This article by”
AI the front“Original, original
Why Apache Pulsar: IO Isolation


By Matteo Merli & Karthik Ramasamy


Translator | Xue Mingdeng


Edit | Emily

This is the second article in a series on Apache Pulsar’s key features. Pulsar is the next generation publish and subscribe messaging system developed and open sourced by Yahoo. In the first article, “Why Apache Pulsar”, we introduced Pulsar’s flexible support for message models, multi-tenancy, multi-locale replication, and persistence. In this article, we will continue to introduce Pulsar’s IO isolation mechanism, scalability, security model, multi-language API, and ease of operation.”


Read/write I/O isolation

In most messaging systems, consumer speed delays cause performance degradation. Consumers on the same topic, if one of them has a speed delay, it will affect other faster consumers. This is because slow consumers force the messaging system to fetch data from storage, resulting in I/O jitter and reduced throughput. Consumers who need to load data into memory first will be affected. The main reason for this problem is that read and write operations share the same execution path.

Pulsar solves this problem by using BookKeeper as a storage system. With BookKeeper, Pulsar can implement IO isolation by providing different execution paths for read and write operations. Regular reads are handled directly by the Pulsar broker, writes use BookKeeper’s write-ahead log (WAL), and catch-up reads use BookKeeper’s back-end storage device.

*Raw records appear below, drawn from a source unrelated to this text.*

PR #2092, opened 2019-06-15
Updated vscode file icons with stable and insider versions (1.35)

### LINKED ISSUE #2087: [Icon Change] VSCode Icon

The latest version of VSCode (v1.35) has been released today and with it a new icon for the software has arrived as shown on the [changelog notes](https://code.visualstudio.com/updates/v1_35#_updated-visual-studio-code-icon).

Gonna make a PR as soon as I can. :small_airplane:

KingDarBoja:
_**Fixes #2087**_

**Changes proposed:**

- [ ] Add
- [ ] Delete
- [x] Fix
- [ ] Prepare

Since the new `vscode` icon is the same for all platforms (check [this response](https://github.com/microsoft/vscode/issues/71827#issuecomment-495167013)), I replaced the `vscode2` icon with the insiders version just in case someone wants to use it. 

Also, this PR is not ready yet because I have to change the folder icon too.

I would like to ask if I could change the `vs` icon too for the new one.

**UPDATE:** Gonna need some help with the folder color for the `vscode` and `vscode2` @JimiC .


KingDarBoja:
> Do not replace. Add new.

So just append another number for the new versions like 3 & 4 or what? I don't get the idea.

JimiC:
Just like a list. New gets added on top. Old gets pushed one place down the list.

JimiC:
@robertohuertasm Don't merge until I resolve the icons. I'm out of town and it's difficult for me to coordinate this by phone.

KingDarBoja:
@robertohuertasm Let's wait for the folder background to be fixed by JimiC.

And of course, I would fix the `vscode2` icons to not use the insiders version and instead, provide them under a different key, like as `vscode-insiders`. If the `vscode-team` is not okay with that, I would just wipe them out and just keep the vscode ones.

Cheers!

JimiC:
I properly updated the `vscode` to the new icon.
@KingDarBoja I love the idea of adding the `insiders` version but now it's not the time to do it. I kept the icon though in case someone wants to use it via the customization feature. I intend (after the release of `v9`) to add a feature that detects the editor used and load the corresponding `vscode` icon. Until then we keep it as it is.

PR #2097, opened 2019-06-16
Add support for Jest Snapshot

### LINKED ISSUE #2091: [Icon Request] Support for Jest Snapshot
  - Type: `extension`, `languageId`
  - Icon Name: `Jest Snapshot`
  - Sample original Icon: logo
  - Extensions: `.js.snap`, `.jsx.snap`, `.ts.snap`, `.tsx.snap`
  - Language ids: `jest-snapshot`

- Language Extensions: https://marketplace.visualstudio.com/items?itemName=Orta.vscode-jest
- Language Definition: https://github.com/jest-community/vscode-jest/blob/master/package.json#L34-L46

KingDarBoja:
_**Fixes #2091**_

**Changes proposed:**

- [x] Add
- [ ] Delete
- [ ] Fix
- [ ] Prepare


src/iconsManifest/supportedExtensions.ts
```diff
@@ -1664,6 +1664,12 @@ export const extensions: IFileCollection = {
       filename: true,
       format: FileFormat.svg,
     },
+    {
+      icon: 'jest_snapshot',
+      extensions: ['js.snap', 'jsx.snap', 'ts.snap', 'tsx.snap'],
```
JimiC: Why are you adding the extensions when they are already supported by the `language id` (https://github.com/jest-community/vscode-jest/blob/master/package.json#L37)?

robertohuertasm: I have mixed feelings here. By always using `language ids` were forcing people to install some extensions supporting this `language id`. Most of the times it makes sense, but many others the language id just serves the purpose of the extension. In this case, for example, this extension does something similar to what wallaby does. What if I don't want it because I use my own solution with tests but I still want to have my icons?

JimiC: Enable them with the custom feature. My reasoning is to keep the consistency to the rule we have kept all these years.

robertohuertasm: The consistency makes sense up to a certain level. What I mean is that it makes sense for extensions basically meant to serve the purpose of enabling syntax highlighting and so on, but just because a random or not so random extension has a language id I don't think we should automatically rely on this.

Basically, what I'm advocating for here is being practical and pragmatic. Me as a user I wouldn't understand having to decide between setting up a custom configuration or install an extension that provides something that I don't need and want. And I do think many others will think alike too.

The thing is that having rules is ok but there are cases like this one where we may reconsider how we apply them and whether it makes sense to follow them blindly. New scenarios are opened every day, and we must update our rules according to them (or at least open a debate around it :wink:).

JimiC: Then we should support it one way OR the other, NOT both.

robertohuertasm: I agree.

JimiC: I'm in favor of keeping a strict rule case. If we are going to have special cases then we should document them. Having some cases breaking the rules creates gray areas and blurry situations for any newcomer that wants to contribute to this extension.

robertohuertasm: @jens1o, @KingDarBoja what are your thoughts on this matter?

KingDarBoja: I do prefer keeping the same rule about installing a extension or using the custom feature to keep consistency. Saldy, most users doesn't know about this feature or get confused about how implement it, at least that's the idea I get by looking at related issues.

Cheers!

robertohuertasm: Thanks @KingDarBoja for your input. I'm not sure what you mean but "most users don't know about this feature", what are you referring to?

robertohuertasm: @JimiC regarding your concern about gray areas, I don't think that's an issue at all. We may have a general rule, which I'm not against it but that's why the PR processes are for. People may follow the general rule and then we can decide if a specific case falls into the gray area according to some very specific parameters. I mean, special cases may follow a rule, too. 

As an example, if the extension doesn't provide a core functionality (let's say syntax highlighting) and just adds an `optional` functionality (as testing niceties) I wouldn't rely on the language id for this. Even more if we consider that the snapshots are `Jest` files. Every user using Jest should be able to have Jest icons even if they decide not to use this particular testing extension, because they may use other tool for this, like Wallaby. In my opinion, we shouldn't be forcing users to install tools that they probably don't need just to get an icon.

JimiC: Regarding the PR process, this is exactly what I'm trying to avoid. Support on PRs (and in general) isn't my favorite thing to do. I like coding more. So I'm trying to avoid it in any way I can.

Regarding this case (Jest snapshot), you made your point from your first comment and I wasn't against it at all. I'm in favor of using one or the other (extensions or language id) to support it. And the main reason is my above statement. So let's go with extensions declarations and ditch the language id.

KingDarBoja: I came with a idea regarding @robertohuertasm opinnion but I am not sure if it is possible right now, here is:
Provide some kind of boolean to toggle between enabling the use of the icons if you want to use them without installing an extension. Something like the custom feature but automatically set it to every icon instead of letting the configuration to the end user.

JimiC: @KingDarBoja  That's not feasible. We rely on `language id` so that we don't have to deal with the file extensions and/or filenames it supports. Your proposal is out of the question.

JimiC: @KingDarBoja In order to not delay this any longer, can you please get rid of the `language id` implementation?

KingDarBoja: It's done, sir :dancer:

JimiC: Thanks.

robertohuertasm:
Changed it accordingly.

JimiC:
Why is `package-lock.json` in this PR?

robertohuertasm:
I did `npm -i` in order to test the changes. It happens that this is not my usual workstation so I had to download all the dependencies. I guess it was not up to date?

JimiC:
The is an inconsistency with `npm i` when you do it on a `Windows` machine and on a `Unix` one. If it's possible to revert the addition we will be forced to inspect it before the release.

robertohuertasm:
Done!

PR #2161, opened 2019-07-23
Support `.dockerignore` via `languageid`

### LINKED ISSUE #2104: [Icon Change] Support dockerignore via languageid
  - Language ids: `ignore`

- Language Extensions: https://marketplace.visualstudio.com/items?itemName=ms-azuretools.vscode-docker
- More info: https://github.com/microsoft/vscode-docker/blob/master/package.json#L726

JimiC:
_**Fixes #2104**_

**Changes proposed:**

- [x] Add


src/models/language/nativeLanguageCollection.ts
```diff
@@ -11,6 +11,7 @@ export interface INativeLanguageCollection {
   css: ILanguage;
   diff: ILanguage;
   dockerfile: ILanguage;
+
```
jens1o: what does this empty line mean? I thought like a separation(because `dockerfile` is the last entry starting with a `d`) however then it would not be semantic.

JimiC: First I added dockerignore in that file but since it's not natively supported I moved it and the extra line is a leftover.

It is important to provide controlled, predictable delays in all cases for the release of messages in the system. I/O isolation ensures low and predictable delay in publishing messages, even when the disk is subjected to high load reads.

scalability

Scalability of messaging systems is also important. The scalability of publish-subscribe messaging systems can be measured in the following dimensions:

High throughput — The high throughput of Pulsar is achieved by maximizing disk bandwidth (IOPS). Throughput depends on the size of the message, for example, Pulsar can achieve throughput of 120MB per second if the message size is 1KB. But if the message is small, say 10 bytes, the throughput might be only 1.8 megabits per second. Both results are based on a single publisher writing messages to a topic partition, with 99% of write delays being less than 5 milliseconds.

Number of topics – Topic scalability is the ability of publish-subscribe messaging systems to support a large number of topics. Pulsar can support scaling of the number of topics from hundreds to millions of levels while maintaining good performance. The scalability of a topic depends on how the data is organized and stored. If data for a topic is kept in a separate file or directory, scalability is affected because disk IO is scattered and files are periodically flushed from the page cache onto disk. However, Pulsar data is stored in a Bookie (BookKeeper server), where messages on different topics are aggregated, sorted, stored in large files, and indexed. Pulsar is therefore able to support a wide range of topics.

security

Pulsar supports pluggable authentication mechanisms that can be configured to use multiple authentication mechanisms. The purpose of authentication is to establish a client identity and assign a role token to the client. This token is used to determine what a client can do. Pulsar provides two default authentication implementations: TLS client authentication and AthenZ, a role-based authentication system developed by Yahoo.

Multilingual API

Applications can interact with Pulsar in a variety of programming languages. Pulsar provides official clients for three major languages: C++, Java, and Python. You can select a client as required. These client apis are intuitive and consistent across languages. In addition, Pulsar’s official client provides both synchronous and asynchronous read and write operations for different styles of applications. Synchronous and asynchronous semantics are the same: either block the method and wait for the operation to complete, or return a Future object to trace whether the operation has completed.

Operational maturity

Pulsar is easy to manage and you can expand capacity by adding new broker nodes and storage nodes while the system is running. If a storage node goes down, background processes automatically copy the data contained in the failed node from available copies on other nodes to the available storage node. Pulsar provides a variety of ways to manage clusters, either using command-line tools, Java libraries or REST apis. The latter offer greater flexibility, and you can build your own management tools on top of them or use them in conjunction with existing tools.

enterprise

Yahoo designed Pulsar to address some of the issues and scenarios with existing open source messaging systems. High throughput (processing hundreds of billions of messages), strong persistence guarantees, and low latency requirements are met. Pulsar has been running at Yahoo for three years, supports 1.4 million topics with 99% latency less than 5 milliseconds, is deployed in over 10 data centers (with full grid replication enabled), and has handled over 100 trillion messages.

conclusion

Pulsar is the next generation publish and subscribe messaging system, complementing other open source messaging systems. In these two articles, we introduced various key features of Pulsar and explained how Pulsar achieves IO isolation through the use of broker and Bookie, as well as how it supports enterprise-level features such as persistence, multi-tenant, multi-region replication, high throughput, and topic scaling.

Streaml.io /blog/ why-AP…

For more content, you can follow AI Front, ID: AI-front, reply “AI”, “TF”, “big Data” to get AI Front series PDF mini-book and skill Map.